Japan Inflation Rises Slightly


Japan’s inflation rose at the slowest pace in seven months in November as oil and commodity costs tumbled and the deepening recession weakened demand.

Consumer prices excluding fresh food rose 1 percent from a year earlier, less than 1.9 percent in October, the statistics bureau said today in Tokyo. The median estimate of 36 economists surveyed by Bloomberg News was for 1.1 percent.

Costs of fuel and commodities, which drove inflation to a decade high last quarter, are plunging amid a global slowdown. A deepening recession at home is also eroding demand, increasing the risk the world’s second-largest economy may slip into deflation next year, analysts say.

The yen traded at 90.45 per dollar at 8:36 a.m. in Tokyo from 90.46 before the report was published. Separate reports today showed the unemployment rate rose to 3.9 percent from 3.7 percent, job vacancies declined and households cut spending for a ninth month.

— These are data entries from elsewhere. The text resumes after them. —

PR #202, opened 2025-06-08
remove obsolete filter from CI

aplavin:
... also check whether tests fail on the upcoming julia version

### DIFF
--- a/.github/workflows/ci.yml
+++ b/.github/workflows/ci.yml
@@ -17,9 +17,6 @@ jobs:
           - ubuntu-latest
           - macOS-latest
           - windows-latest
-        exclude:
-          - os: macOS-latest # Apple Silicon
-            version: '1.6'
     steps:
       - uses: actions/checkout@v4
       - uses: julia-actions/setup-julia@v2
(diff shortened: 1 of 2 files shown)


aplavin:
Indeed, https://github.com/JuliaObjects/Accessors.jl/blob/bd9151366236a4b012683619d430b81105deb057/test/perf.jl#L181 fails (composition order).
It appears to be a genuine regression in Julia. But also not sure what's the relationship of this test to Accessors, why L vs R composition orders are compared in the tests here... @jw3126 do you remember?

jw3126:
A long time ago in julia a composed lens was fast or slow depending on the composition order. E.g. these two had different performance:
```julia
@optic(_.d) ∘ (@optic(_.c) ∘ (@optic(_.b) ∘ @optic(_.a)))
((@optic(_.d) ∘ @optic(_.c)) ∘ @optic(_.b)) ∘ @optic(_.a)
```
The purpose of the test was to check that `@optic _.d.c.b.a` gives us the fast one. Then julia improved and both orders became fast. Now it seems there is a regression and we again have a fast and a slow order.
Probably we should change the test to be:
`@test min(b_left.time, b_right.time) ≈ b_default.time rtol=0.8 # no matter which order is faster, it is the default`
E.g. we only care to get the fast one, but we don't really care in the test which one is the fast one.

aplavin:
Thanks for the background, updated the test accordingly and added a comment.

PR #205, opened 2025-08-02
even friendlier compact show

aplavin:
Doesn't change the default `show` – it remains parseable, same as before.
Tweaks compact show: it already wasn't Julia-parseable, here I make its output even friendlier. See examples in the tests! Mechanism is reasonably extensible, with the internal `_shortstring` function receiving `is_compact` argument.


aplavin:
after thinking more about this – too much special casing for default behavior, imo
functionality is available in AccessorsExtra – use its `sprint(AccessorsExtra.show_optic, youroptic)`

PR #208, opened 2025-08-05
Add PropertyLensRuntime

### LINKED ISSUE #145: String properties not supported
```julia
julia> @optic _."abc"
ERROR: TypeError: in Type, in parameter, expected Type, got a value of type String
```
This is because PropertyLens is defined to hold the property name as a type parameter, and Strings cannot be type params.
Not sure what we can do, but maybe someone has ideas on how to fix it?

aplavin:
Fixes #145

Adds PropertyLensRuntime.
Also, switches to ComposedFunction instead of ComposedOptic everywhere.

### DIFF
--- a/src/optics.jl
+++ b/src/optics.jl
@@ -1,4 +1,4 @@
-export PropertyLens, IndexLens
+export PropertyLens, PropertyLensRuntime, IndexLens
 export set, modify, delete, insert, getall, setall
 export ∘, opcompose, var"⨟"
 export Elements, Recursive, If, Properties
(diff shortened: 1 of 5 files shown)


src/optics.jl
```diff
@@ -398,6 +400,21 @@ end
...
 @inline insert(obj::Tuple, l::PropertyLens{field}, val) where {field} = insert(obj, IndexLens(field), val)
 
+"""
+    PropertyLensRuntime(propertyname)
+
+Construct a lens for accessing a property `propertyname` of an object where the property name
+is stored as a runtime value rather than a type parameter. This is useful when the property
+name cannot be a type parameter (e.g., strings, arbitrary objects).
+
+Automatically supports getting a value, but `set` requires explicit support for each object type.
```
jw3126, line 410: I wonder if we should supply a default implementation using setproperties?

jw3126 (approved):

src/optics.jl
aplavin: `setproperties` only supports Symbol and Ints, because it takes NamedTuple or Tuple only – for type stability. In principle ConstructionBase can be extended to support more through Dicts. It would be a more general approach indeed, even though I don't see how a default implementation of `setproperties` is possible for this scenario.

Anyway, string properties don't come up that often though, so I'm personally fine with just supporting them here in Accessors – not in CB.jl.

PR #213, opened 2025-09-13
`set(arr, reverse, arr2)` can change size

### LINKED ISSUE #212: DimensionMismatch after slicing
I was expecting this to work.

```jl
julia> let obj  = ['h', 'e', 'l', 'l', 'o']
           @modify(reverse(obj)) do x
               x[1:3]
           end
       
       end
ERROR: DimensionMismatch: array could not be broadcast to match destination
Stacktrace:
 [1] check_broadcast_shape
   @ ./broadcast.jl:552 [inlined]
 [2] check_broadcast_axes
   @ ./broadcast.jl:555 [inlined]
 [3] instantiate
   @ ./broadcast.jl:310 [inlined]
 [4] materialize!
   @ ./broadcast.jl:883 [inlined]
 [5] materialize!
   @ ./broadcast.jl:880 [inlined]
 [6] set(x::Vector{Char}, ::typeof(reverse), v::Vector{Char})
   @ Accessors ~/.julia/packages/Accessors/8Y4uq/src/functionlenses.jl:96
 [7] _modify(f::var"#153#154", obj::Vector{Char}, optic::typeof(reverse), ::Accessors.SetBased)
   @ Accessors ~/.julia/packages/Accessors/8Y4uq/src/optics.jl:209
 [8] modify(f::Function, obj::Vector{Char}, optic::typeof(reverse))
   @ Accessors ~/.julia/packages/Accessors/8Y4uq/src/optics.jl:189
 [9] top-level scope
```

jariji:
Allow `reverse`d objects to change size. E.g. 

```jl
julia> @modify([10,20,30]) do xs
           xs[2:3]
       end
2-element Vector{Int64}:
 20
 30
```

Resolves #212.

### DIFF
--- a/ext/AxisKeysExt.jl
+++ b/ext/AxisKeysExt.jl
@@ -10,4 +10,11 @@ Accessors.set(x::KeyedArray, f::Base.Fix2{typeof(axiskeys), Int}, v) = @set axis
 Accessors.set(x::KeyedArray, f::Base.Fix2{typeof(axiskeys), Symbol}, v) = @set named_axiskeys(x)[f.x] = v
 
 Accessors.set(x::KeyedArray, ::typeof(AxisKeys.keyless_unname), v::AbstractArray) = KeyedArray(v; named_axiskeys(x)...)
+
+function set(x::AbstractVector, ::typeof(reverse), v::KeyedArray)
+    res = similar(x, eltype(v))
+    res .= v
+    reverse!(res)
+    res
+end
 end
--- a/ext/AxisKeysExt.jl
+++ b/ext/AxisKeysExt.jl
@@ -11,7 +11,7 @@ Accessors.set(x::KeyedArray, f::Base.Fix2{typeof(axiskeys), Symbol}, v) = @set n
 
 Accessors.set(x::KeyedArray, ::typeof(AxisKeys.keyless_unname), v::AbstractArray) = KeyedArray(v; named_axiskeys(x)...)
 
-function set(x::AbstractVector, ::typeof(reverse), v::KeyedArray)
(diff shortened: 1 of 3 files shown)


jariji (commented):
I'm not sure why `set` isn't hitting the method in the extension. If I define those methods directly in the repl the right one is selected and the test passes.

```jl
julia> using AxisKeys,Accessors, Test

julia> function Accessors.set(x::AbstractVector, ::typeof(reverse), v)
           res = similar(x, eltype(v))
           res .= v
           reverse!(res)
           res
       end
       function Accessors.set(x::AbstractVector, ::typeof(reverse), v::AbstractVector)
           res = similar(x, eltype(v), size(v))
           res .= v
           reverse!(res)
           res
       end
       function Accessors.set(x::AxisKeys.KeyedArray, ::typeof(reverse), v::AbstractVector)
           res = similar(x, eltype(v))
           res .= v
           reverse!(res)
           res
       end
       let
           C = KeyedArray([1,2,3], x=[:a, :b, :c])
           @test (@set reverse(C) = [5,6,7])::KeyedArray == KeyedArray([7,6,5], x=[:a, :b, :c])
       end
Test Passed
```

aplavin:
Thanks for trying it out @jariji!

It's not just KeyedArrays that need special handling after this PR. For example, StaticArrays now lose their "staticness" completely: `set(SVector(1,2,3), reverse, 10:12)` now returns a plain Vector without a static length.
Maybe there are even more cases like that... But even with 2 major "special cases", I'm personally not fully convinced this is the way to go.

aplavin:
But the extension issue itself is simple: you define a new `set` function that doesn't overload `Accessors.set`.

PR #217, opened 2025-10-17
Implement setindex for Base.ImmutableDict

### LINKED ISSUE #216: Add support for Base.ImmutableDict
I tried to use Accessors with `Base.ImmutableDict`:

```julia
julia> x = Base.ImmutableDict("a" => 1, "b" => 2)
Base.ImmutableDict{String, Int64} with 2 entries:
  "b" => 2
  "a" => 1

julia> @set x["b"] = 3
ERROR: MethodError: no method matching empty!(::Base.ImmutableDict{String, Int64})
The function `empty!` exists, but no method is defined for this combination of argument types.

Closest candidates are:
  empty!(::ComputePipeline.ComputeGraph)
   @ ComputePipeline ~/.julia/packages/ComputePipeline/03tW7/src/ComputePipeline.jl:1041
  empty!(::Scene; reset_theme)
   @ Makie ~/.julia/packages/Makie/4JW9B/src/scenes.jl:471
  empty!(::Compiler.CompilationQueue)
   @ Base ~/.julia/juliaup/julia-1.12.0+0.aarch64.apple.darwin14/share/julia/Compiler/src/typeinfer.jl:1333
  ...

Stacktrace:
 [1] copy!(dst::Base.ImmutableDict{String, Int64}, src::Base.ImmutableDict{String, Int64})
   @ Base ./abstractdict.jl:200
 [2] setindex
   @ ~/.julia/packages/Accessors/8Y4uq/src/setindex.jl:22 [inlined]
 [3] set(obj::Base.ImmutableDict{String, Int64}, lens::IndexLens{Tuple{String}}, val::Int64)
   @ Accessors ~/.julia/packages/Accessors/8Y4uq/src/optics.jl:417
 [4] top-level scope
   @ REPL[62]:1
```

It would be nice to add support for `Base.ImmutableDict`.

danielmatz:
The design of Base.ImmutableDict allows the same key to be added again, which shadows the previously added value. Unfortunately, it still prints out all of the entries, including repeated keys. I thought this might be confusing, so I implemented it to remove the value if the key exists and then add the new value.

Closes #216

### DIFF
--- a/src/setindex.jl
+++ b/src/setindex.jl
@@ -24,6 +24,10 @@ Base.@propagate_inbounds function setindex(d0::AbstractDict, v, k)
     return d
 end
 
+function setindex(d::Base.ImmutableDict, v, k)
+    Base.ImmutableDict(d, k => v)
+end
+
 # may be added to Base in https://github.com/JuliaLang/julia/pull/46453
 @inline function setindex(t::Tuple, v, inds::AbstractVector{<:Integer})
     ntuple(length(t)) do i
--- a/test/test_setindex.jl
+++ b/test/test_setindex.jl
@@ -43,6 +43,10 @@ end
     @test Accessors.setindex(d, 30, "c") ==ₜ Dict(:a=>1, :b=>2, "c"=>30)
     @test Accessors.setindex(d, 10.0, :a) ==ₜ Dict(:a=>10.0, :b=>2.0)
 
+    d = Base.ImmutableDict(:a => 1, :b => 2)
+    @test @set(d[:a] = 3) == Base.ImmutableDict(:a => 1, :b => 2, :a => 3)
+    @test @set(d[:c] = 3) == Base.ImmutableDict(:a => 1, :b => 2, :c => 3)
+
     nt = (a=1, b='2')
     @test @set(nt[:a] = "abc") == (a="abc", b='2')
     @test @set(nt[1] = "abc") == (a="abc", b='2')


src/setindex.jl
```diff
@@ -24,6 +24,16 @@ Base.@propagate_inbounds function setindex(d0::AbstractDict, v, k)
...
 end
 
+function setindex(d0::Base.ImmutableDict, v, k)
+    d = Base.ImmutableDict(
+        (
+            key => value
+            for (key, value) in d0 if key != k
+        )...
+    )
+    Base.ImmutableDict(d, k => v)
```
aplavin:
```suggestion
    d = Base.ImmutableDict(
        (
            key => value
            for (key, value) in d0 if key != k
        )...,
        k => v
    )
```
?

danielmatz:
I'm going to wait for the conversation on my PR to implement `Base.setindex` to play out, since that will likely influence how we should implement this method here.

danielmatz:
Based on the discussion about `Base.setindex`, it seems that `ImmutableDict` was intended to behave like a multi-dict. So, existing keys should remain. I updated this branch to not remove existing duplicate keys.

cstjean (approved):
Uneasy about that one, but it's the Base behaviour...

aplavin:
I suggest we wait for https://github.com/JuliaLang/julia/pull/59880 to be approved, to make sure we won't need to change the semantics afterwards.
Unless it's urgent for @danielmatz?

danielmatz:
This isn't urgent for me at all.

Crude oil has lost more than 70 percent its value since exceeding $147 a barrel for the first time on July 11. The yen’s 19 percent surge against the dollar since September is also making imports cheaper.

Japanese retailers are competing to slash prices to lure cash-stripped consumers, who are pulling their purse strings as wage and job prospects deteriorate.

Other reports also show inflation is fading. Wholesale price gains slowed for a third month in November and costs companies pay for services slid for a second month. Bank of Japan Governor Masaaki Shirakawa said this week inflation will moderate in coming months. 

The central bank lowered the overnight lending rate on Dec. 19 to 0.1 percent and offered to buy commercial paper and more government bonds to pump cash into the economy. The bank has pledged to explore other measures to ease the credit shortage and counter the deepening global recession.

The so-called output gap, a measure of the balance between supply and demand in the economy, fell 1.1 percent in the three months ended September, a second quarter of contraction. Economists say the gap, an indicator of deflation, will widen next year as the recession deepens.

Consumer prices excluding food and energy were unchanged in November. Core prices in Tokyo, where one in 10 Japanese lives, rose 0.8 percent in December from a year earlier, after climbing 1.1 percent in November, today’s report showed. Price trends in the capital tend to indicate future changes in nationwide inflation.